WORK ITEM:
Return the data given below exactly as it appears.
BEGIN
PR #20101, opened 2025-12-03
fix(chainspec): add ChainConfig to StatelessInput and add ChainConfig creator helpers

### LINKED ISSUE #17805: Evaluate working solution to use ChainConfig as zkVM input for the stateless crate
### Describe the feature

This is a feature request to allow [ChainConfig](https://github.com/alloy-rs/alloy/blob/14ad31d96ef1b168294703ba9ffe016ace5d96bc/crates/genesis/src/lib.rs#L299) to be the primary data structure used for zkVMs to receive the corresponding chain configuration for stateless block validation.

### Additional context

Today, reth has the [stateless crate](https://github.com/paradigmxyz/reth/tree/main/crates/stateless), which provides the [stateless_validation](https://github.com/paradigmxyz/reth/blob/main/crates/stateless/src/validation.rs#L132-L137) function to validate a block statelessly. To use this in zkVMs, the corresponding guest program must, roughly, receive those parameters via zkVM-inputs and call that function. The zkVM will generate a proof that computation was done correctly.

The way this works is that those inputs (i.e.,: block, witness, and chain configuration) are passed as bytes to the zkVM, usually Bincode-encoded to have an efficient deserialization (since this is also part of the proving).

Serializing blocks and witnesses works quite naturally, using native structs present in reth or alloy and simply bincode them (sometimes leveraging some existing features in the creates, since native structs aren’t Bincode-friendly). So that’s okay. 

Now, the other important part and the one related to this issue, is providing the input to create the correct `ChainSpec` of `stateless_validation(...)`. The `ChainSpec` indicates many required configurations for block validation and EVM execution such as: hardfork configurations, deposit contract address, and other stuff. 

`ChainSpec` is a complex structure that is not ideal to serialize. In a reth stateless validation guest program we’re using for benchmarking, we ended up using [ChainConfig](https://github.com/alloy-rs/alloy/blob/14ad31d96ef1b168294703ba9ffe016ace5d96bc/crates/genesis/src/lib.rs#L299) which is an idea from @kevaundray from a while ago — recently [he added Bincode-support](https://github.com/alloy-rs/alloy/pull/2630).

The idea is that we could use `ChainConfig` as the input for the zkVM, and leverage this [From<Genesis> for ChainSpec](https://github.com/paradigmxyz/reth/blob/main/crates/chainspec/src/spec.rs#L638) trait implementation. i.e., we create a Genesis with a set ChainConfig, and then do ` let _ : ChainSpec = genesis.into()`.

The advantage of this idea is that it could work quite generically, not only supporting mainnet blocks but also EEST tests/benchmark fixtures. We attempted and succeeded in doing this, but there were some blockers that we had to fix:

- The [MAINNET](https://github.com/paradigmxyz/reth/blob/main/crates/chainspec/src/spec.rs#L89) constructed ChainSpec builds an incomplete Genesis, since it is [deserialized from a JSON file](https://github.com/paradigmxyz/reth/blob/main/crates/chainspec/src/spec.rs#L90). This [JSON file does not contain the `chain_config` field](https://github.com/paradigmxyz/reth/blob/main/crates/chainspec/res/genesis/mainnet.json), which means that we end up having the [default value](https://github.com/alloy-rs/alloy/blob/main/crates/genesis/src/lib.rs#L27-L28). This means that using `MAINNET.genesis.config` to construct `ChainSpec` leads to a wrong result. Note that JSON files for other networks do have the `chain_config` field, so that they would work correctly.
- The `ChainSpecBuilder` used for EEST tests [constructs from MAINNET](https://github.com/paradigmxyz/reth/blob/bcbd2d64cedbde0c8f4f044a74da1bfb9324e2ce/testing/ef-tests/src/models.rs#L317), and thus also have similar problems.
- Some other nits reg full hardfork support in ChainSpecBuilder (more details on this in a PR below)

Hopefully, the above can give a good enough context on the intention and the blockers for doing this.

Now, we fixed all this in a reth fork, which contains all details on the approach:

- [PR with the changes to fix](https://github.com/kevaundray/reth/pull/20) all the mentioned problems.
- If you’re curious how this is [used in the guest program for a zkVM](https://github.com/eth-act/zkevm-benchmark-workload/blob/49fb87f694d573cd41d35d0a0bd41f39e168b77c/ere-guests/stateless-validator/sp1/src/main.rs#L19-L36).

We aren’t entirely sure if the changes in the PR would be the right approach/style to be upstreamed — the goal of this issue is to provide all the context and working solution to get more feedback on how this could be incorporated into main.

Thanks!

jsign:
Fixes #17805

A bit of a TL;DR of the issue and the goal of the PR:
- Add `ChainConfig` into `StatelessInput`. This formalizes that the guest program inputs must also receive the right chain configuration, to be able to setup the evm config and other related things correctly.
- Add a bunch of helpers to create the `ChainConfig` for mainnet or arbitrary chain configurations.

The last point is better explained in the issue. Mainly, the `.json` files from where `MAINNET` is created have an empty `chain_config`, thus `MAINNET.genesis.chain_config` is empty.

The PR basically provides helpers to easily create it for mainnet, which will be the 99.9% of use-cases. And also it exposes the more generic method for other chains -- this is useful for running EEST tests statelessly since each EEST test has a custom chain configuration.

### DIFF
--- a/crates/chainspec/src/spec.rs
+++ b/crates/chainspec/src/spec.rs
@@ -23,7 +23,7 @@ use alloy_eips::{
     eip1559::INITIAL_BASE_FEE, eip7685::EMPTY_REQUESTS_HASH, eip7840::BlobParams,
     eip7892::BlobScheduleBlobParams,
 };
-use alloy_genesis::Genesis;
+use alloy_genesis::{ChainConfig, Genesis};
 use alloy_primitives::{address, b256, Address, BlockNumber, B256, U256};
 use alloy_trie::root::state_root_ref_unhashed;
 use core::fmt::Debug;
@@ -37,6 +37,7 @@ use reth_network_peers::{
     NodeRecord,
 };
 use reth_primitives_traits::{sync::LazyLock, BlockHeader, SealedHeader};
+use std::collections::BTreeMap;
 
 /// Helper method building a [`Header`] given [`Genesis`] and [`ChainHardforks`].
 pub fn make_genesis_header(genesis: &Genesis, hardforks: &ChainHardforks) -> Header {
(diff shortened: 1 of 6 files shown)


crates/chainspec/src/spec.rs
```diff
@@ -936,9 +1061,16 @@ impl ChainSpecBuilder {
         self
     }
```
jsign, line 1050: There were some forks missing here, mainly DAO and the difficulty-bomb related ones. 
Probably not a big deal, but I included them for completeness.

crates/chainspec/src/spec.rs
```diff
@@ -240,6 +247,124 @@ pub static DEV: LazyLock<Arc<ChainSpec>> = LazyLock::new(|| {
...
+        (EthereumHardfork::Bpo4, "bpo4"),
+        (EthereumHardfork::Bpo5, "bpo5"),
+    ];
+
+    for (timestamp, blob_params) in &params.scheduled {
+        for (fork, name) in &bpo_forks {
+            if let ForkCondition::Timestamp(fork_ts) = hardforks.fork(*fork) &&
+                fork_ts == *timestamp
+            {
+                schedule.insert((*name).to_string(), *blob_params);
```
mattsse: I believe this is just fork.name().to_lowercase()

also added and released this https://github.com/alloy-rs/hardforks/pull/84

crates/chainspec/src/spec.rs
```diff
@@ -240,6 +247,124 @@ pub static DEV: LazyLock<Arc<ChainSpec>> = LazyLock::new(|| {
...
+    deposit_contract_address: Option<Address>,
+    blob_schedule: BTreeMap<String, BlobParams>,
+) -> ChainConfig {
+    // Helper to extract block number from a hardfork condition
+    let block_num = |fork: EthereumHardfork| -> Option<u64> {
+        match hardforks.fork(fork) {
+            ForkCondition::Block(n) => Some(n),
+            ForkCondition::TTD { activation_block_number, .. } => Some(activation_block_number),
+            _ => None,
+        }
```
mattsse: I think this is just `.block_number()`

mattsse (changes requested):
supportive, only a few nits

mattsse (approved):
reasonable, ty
END
RESULT OF THIS EXERCISE:
PR #20101, opened 2025-12-03
fix(chainspec): add ChainConfig to StatelessInput and add ChainConfig creator helpers

### LINKED ISSUE #17805: Evaluate working solution to use ChainConfig as zkVM input for the stateless crate
### Describe the feature

This is a feature request to allow [ChainConfig](https://github.com/alloy-rs/alloy/blob/14ad31d96ef1b168294703ba9ffe016ace5d96bc/crates/genesis/src/lib.rs#L299) to be the primary data structure used for zkVMs to receive the corresponding chain configuration for stateless block validation.

### Additional context

Today, reth has the [stateless crate](https://github.com/paradigmxyz/reth/tree/main/crates/stateless), which provides the [stateless_validation](https://github.com/paradigmxyz/reth/blob/main/crates/stateless/src/validation.rs#L132-L137) function to validate a block statelessly. To use this in zkVMs, the corresponding guest program must, roughly, receive those parameters via zkVM-inputs and call that function. The zkVM will generate a proof that computation was done correctly.

The way this works is that those inputs (i.e.,: block, witness, and chain configuration) are passed as bytes to the zkVM, usually Bincode-encoded to have an efficient deserialization (since this is also part of the proving).

Serializing blocks and witnesses works quite naturally, using native structs present in reth or alloy and simply bincode them (sometimes leveraging some existing features in the creates, since native structs aren’t Bincode-friendly). So that’s okay. 

Now, the other important part and the one related to this issue, is providing the input to create the correct `ChainSpec` of `stateless_validation(...)`. The `ChainSpec` indicates many required configurations for block validation and EVM execution such as: hardfork configurations, deposit contract address, and other stuff. 

`ChainSpec` is a complex structure that is not ideal to serialize. In a reth stateless validation guest program we’re using for benchmarking, we ended up using [ChainConfig](https://github.com/alloy-rs/alloy/blob/14ad31d96ef1b168294703ba9ffe016ace5d96bc/crates/genesis/src/lib.rs#L299) which is an idea from @kevaundray from a while ago — recently [he added Bincode-support](https://github.com/alloy-rs/alloy/pull/2630).

The idea is that we could use `ChainConfig` as the input for the zkVM, and leverage this [From<Genesis> for ChainSpec](https://github.com/paradigmxyz/reth/blob/main/crates/chainspec/src/spec.rs#L638) trait implementation. i.e., we create a Genesis with a set ChainConfig, and then do ` let _ : ChainSpec = genesis.into()`.

The advantage of this idea is that it could work quite generically, not only supporting mainnet blocks but also EEST tests/benchmark fixtures. We attempted and succeeded in doing this, but there were some blockers that we had to fix:

- The [MAINNET](https://github.com/paradigmxyz/reth/blob/main/crates/chainspec/src/spec.rs#L89) constructed ChainSpec builds an incomplete Genesis, since it is [deserialized from a JSON file](https://github.com/paradigmxyz/reth/blob/main/crates/chainspec/src/spec.rs#L90). This [JSON file does not contain the `chain_config` field](https://github.com/paradigmxyz/reth/blob/main/crates/chainspec/res/genesis/mainnet.json), which means that we end up having the [default value](https://github.com/alloy-rs/alloy/blob/main/crates/genesis/src/lib.rs#L27-L28). This means that using `MAINNET.genesis.config` to construct `ChainSpec` leads to a wrong result. Note that JSON files for other networks do have the `chain_config` field, so that they would work correctly.
- The `ChainSpecBuilder` used for EEST tests [constructs from MAINNET](https://github.com/paradigmxyz/reth/blob/bcbd2d64cedbde0c8f4f044a74da1bfb9324e2ce/testing/ef-tests/src/models.rs#L317), and thus also have similar problems.
- Some other nits reg full hardfork support in ChainSpecBuilder (more details on this in a PR below)

Hopefully, the above can give a good enough context on the intention and the blockers for doing this.

Now, we fixed all this in a reth fork, which contains all details on the approach:

- [PR with the changes to fix](https://github.com/kevaundray/reth/pull/20) all the mentioned problems.
- If you’re curious how this is [used in the guest program for a zkVM](https://github.com/eth-act/zkevm-benchmark-workload/blob/49fb87f694d573cd41d35d0a0bd41f39e168b77c/ere-guests/stateless-validator/sp1/src/main.rs#L19-L36).

We aren’t entirely sure if the changes in the PR would be the right approach/style to be upstreamed — the goal of this issue is to provide all the context and working solution to get more feedback on how this could be incorporated into main.

Thanks!

jsign:
Fixes #17805

A bit of a TL;DR of the issue and the goal of the PR:
- Add `ChainConfig` into `StatelessInput`. This formalizes that the guest program inputs must also receive the right chain configuration, to be able to setup the evm config and other related things correctly.
- Add a bunch of helpers to create the `ChainConfig` for mainnet or arbitrary chain configurations.

The last point is better explained in the issue. Mainly, the `.json` files from where `MAINNET` is created have an empty `chain_config`, thus `MAINNET.genesis.chain_config` is empty.

The PR basically provides helpers to easily create it for mainnet, which will be the 99.9% of use-cases. And also it exposes the more generic method for other chains -- this is useful for running EEST tests statelessly since each EEST test has a custom chain configuration.

### DIFF
--- a/crates/chainspec/src/spec.rs
+++ b/crates/chainspec/src/spec.rs
@@ -23,7 +23,7 @@ use alloy_eips::{
     eip1559::INITIAL_BASE_FEE, eip7685::EMPTY_REQUESTS_HASH, eip7840::BlobParams,
     eip7892::BlobScheduleBlobParams,
 };
-use alloy_genesis::Genesis;
+use alloy_genesis::{ChainConfig, Genesis};
 use alloy_primitives::{address, b256, Address, BlockNumber, B256, U256};
 use alloy_trie::root::state_root_ref_unhashed;
 use core::fmt::Debug;
@@ -37,6 +37,7 @@ use reth_network_peers::{
     NodeRecord,
 };
 use reth_primitives_traits::{sync::LazyLock, BlockHeader, SealedHeader};
+use std::collections::BTreeMap;
 
 /// Helper method building a [`Header`] given [`Genesis`] and [`ChainHardforks`].
 pub fn make_genesis_header(genesis: &Genesis, hardforks: &ChainHardforks) -> Header {
(diff shortened: 1 of 6 files shown)


crates/chainspec/src/spec.rs
```diff
@@ -936,9 +1061,16 @@ impl ChainSpecBuilder {
         self
     }
```
jsign, line 1050: There were some forks missing here, mainly DAO and the difficulty-bomb related ones. 
Probably not a big deal, but I included them for completeness.

crates/chainspec/src/spec.rs
```diff
@@ -240,6 +247,124 @@ pub static DEV: LazyLock<Arc<ChainSpec>> = LazyLock::new(|| {
...
+        (EthereumHardfork::Bpo4, "bpo4"),
+        (EthereumHardfork::Bpo5, "bpo5"),
+    ];
+
+    for (timestamp, blob_params) in &params.scheduled {
+        for (fork, name) in &bpo_forks {
+            if let ForkCondition::Timestamp(fork_ts) = hardforks.fork(*fork) &&
+                fork_ts == *timestamp
+            {
+                schedule.insert((*name).to_string(), *blob_params);
```
mattsse: I believe this is just fork.name().to_lowercase()

also added and released this https://github.com/alloy-rs/hardforks/pull/84

crates/chainspec/src/spec.rs
```diff
@@ -240,6 +247,124 @@ pub static DEV: LazyLock<Arc<ChainSpec>> = LazyLock::new(|| {
...
+    deposit_contract_address: Option<Address>,
+    blob_schedule: BTreeMap<String, BlobParams>,
+) -> ChainConfig {
+    // Helper to extract block number from a hardfork condition
+    let block_num = |fork: EthereumHardfork| -> Option<u64> {
+        match hardforks.fork(fork) {
+            ForkCondition::Block(n) => Some(n),
+            ForkCondition::TTD { activation_block_number, .. } => Some(activation_block_number),
+            _ => None,
+        }
```
mattsse: I think this is just `.block_number()`

mattsse (changes requested):
supportive, only a few nits

mattsse (approved):
reasonable, ty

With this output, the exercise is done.